Wenn man diese Politik als nicht reparabel und ebensowenig als reversibel betrachtet, dann muss man auch einsehen, daß Bewertungsziffern in irgendeiner Form, die in der Vergangenheit sinnvoll gewesen sein konnten, mit Vorsicht betrachtet werden sollten.
Das ist unbestreitbar richtig - in diesem fiskalpolitischen Umfeld (Zinsen, QE) sind fundamentale Bewertungsmassstäbe nur mit Vorsicht zu geniessen, wenn nicht sogar gänzlich nutzlos. Das gilt für EV/EBITDA genauso wie für reale Dividendenrendite und die vielen anderen, bei denen wir uns momentan an einem historischen Extrempunkt befinden.

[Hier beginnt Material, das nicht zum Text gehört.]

PR #6725, opened 2026-09-19
Transcribe as the audio arrives: `espnet asr --live` and `--stream`

sw005320:
`espnet asr file.wav` waits for the whole file and prints once. That is the wrong shape for a demonstration, and impossible for a microphone, so:

```sh
espnet asr --live            # the default input device, until Ctrl-C
espnet asr long.wav --stream # a file, one window at a time
```

Both print each window as it is decoded, through one loop in `espnet2/bin/live.py`; only the source differs.

**sounddevice stays out of the dependencies.** It needs PortAudio, which is a system package, and nothing else in espnet records audio. `--live` imports it when asked and, when it is missing, says what to install on this platform instead of raising `ImportError`. `ci/check_inference_imports.py` still passes: 27 inference modules import with a bare install.

**What this trades.** The windows are decoded independently, so a word straddling a boundary can come out twice or not at all. Plain `espnet asr` reads the whole file and remains the accurate path. The module docstring says this, rather than leaving someone to find it in a transcript.

**Verified.** `espnet asr audio.wav --stream` against `espnet/owsm_ctc_v4_1B` on CPU prints "The sale of the hotels is part of holiday strategy to sell off assets and concentrate on property management." in 47 seconds. Ten tests cover the window regrouping (including the short last window, which would otherwise drop the end of a recording), channel mixing, resampling, the empty transcript, Ctrl-C ending a recording with 130 rather than a traceback, the missing-sounddevice message, and the microphone loop against a stub device. The microphone itself was not recorded from.

This touches `espnet2/bin/cli.py`, as does #6722; whichever lands second needs a trivial rebase in `build_parser`.


sw005320:
Both are right, and both are now fixed. You have named the thing exactly: this
is not a leak, it is audio held without a bound — memory that grows with time
rather than with anything the user chose.

## 1. The microphone queue

`queue.Queue()` → `BoundedBlocks`, holding 30 s and dropping the **oldest** block
when full.

The policy had to be decided rather than defaulted, so it is stated in the
class: a live transcript is worth having *because* it is live, and a gap in it
beats one that is minutes behind. Dropping the newest would keep the transcript
complete and let it fall behind forever, which is the same failure in slower
motion. The callback never blocks and never raises — a callback that waits on
the consumer stalls the device itself.

Every drop is counted and said out loud: once at the first drop, then once per
10 s of dropped audio, and a total when the recording ends, naming a smaller
model or `--device cuda` as the fix. Silently losing speech is not something a
transcript may do.

```
decoding is slower than the audio arrives: dropped 10 s of audio so far
...
23 s of audio was dropped: the decoder could not keep up. A smaller model or --device cuda would have kept it.
```

## 2. `--stream` read the whole file

Also right, and worse than it looked: `sf.read` was followed by
`librosa.resample`, so both the source and the resampled copy were resident.
Measured on 30 minutes of 8 kHz audio, before a single window was decoded:

| | peak RSS |
|---|---|
| before (`sf.read` + `librosa.resample`) | **382 MB** |
| after (block by block) | **0.8 MB** |

It now reads through `sf.SoundFile` one block at a time, mixes to mono and
resamples per block. Per-block resampling with `librosa.resample` would put a
discontinuity at every boundary, so this uses `soxr.ResampleStream`, which
carries its filter state across blocks — the output is the signal the one-shot
call would have produced. That is a test rather than a claim: the streamed
result is correlated > 0.99 with `librosa.resample` of the whole file, at the
same length. soxr is not a new dependency; librosa requires it.

## Tests

Four new ones, none needing PortAudio or a model:

- the queue never exceeds its ceiling, and what survives is the *newest* audio
- the first drop is reported immediately, then sparingly (a line per block would
  be noise)
- `from_file` fails if anything calls `soundfile.read` — reading the file whole
  is the one thing it must not do
- block-wise resampling matches whole-file resampling

`espnet asr audio.wav --stream` still transcribes correctly on
`espnet/owsm_ctc_v3.2_ft_1B`.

Ich denke aber, das gilt nur genauso lange, wie tatsächlich quasi unbegrenzt Liquidität vorhanden ist. Sobald wir uns aber plötzlich doch in der nächsten Liquiditätskrise wiederfinden, haben diese Kennzahlen plötzlich doch wieder einen Nutzen: sie geben nämlich einen Anhaltspunkt für die mögliche Fallhöhe. Und die ist halt so hoch wie wohl noch nie zuvor.
Zitat:
Ich hab hier vor Jahren bereits die Möglichkeit eines Crackupboom angesprochen und meiner Ansicht nach befinden wir uns genau da drin.
Die Kernfrage ist ja für mich: sind wir jetzt tatsächlich bereits in einem einigermassen stetigen crackup-boom? Oder, wie gross ist das Risiko eines (eher zeitnahen) Rücksetzers (mit Liquiditätskrise) und was ist dann die wahrscheinliche Fallhöhe für Equities?

Dass ein solcher Rücksetzer auch in einem lockeren fiskalpolitischen Umfeld prinzipiell schon möglich ist, haben wir ja erst vor 14 Monaten recht eindrucksvoll gesehen und kennen das Resultat: Aktien fast minus 40%, gleichzeitig Anleihen und Gold kräftig runter, Kryptos sowieso. Aber rasch geheilt, zumindest was die Finanzmärkte betrifft, durch QE und entsprechende Liquiditätsschwemme.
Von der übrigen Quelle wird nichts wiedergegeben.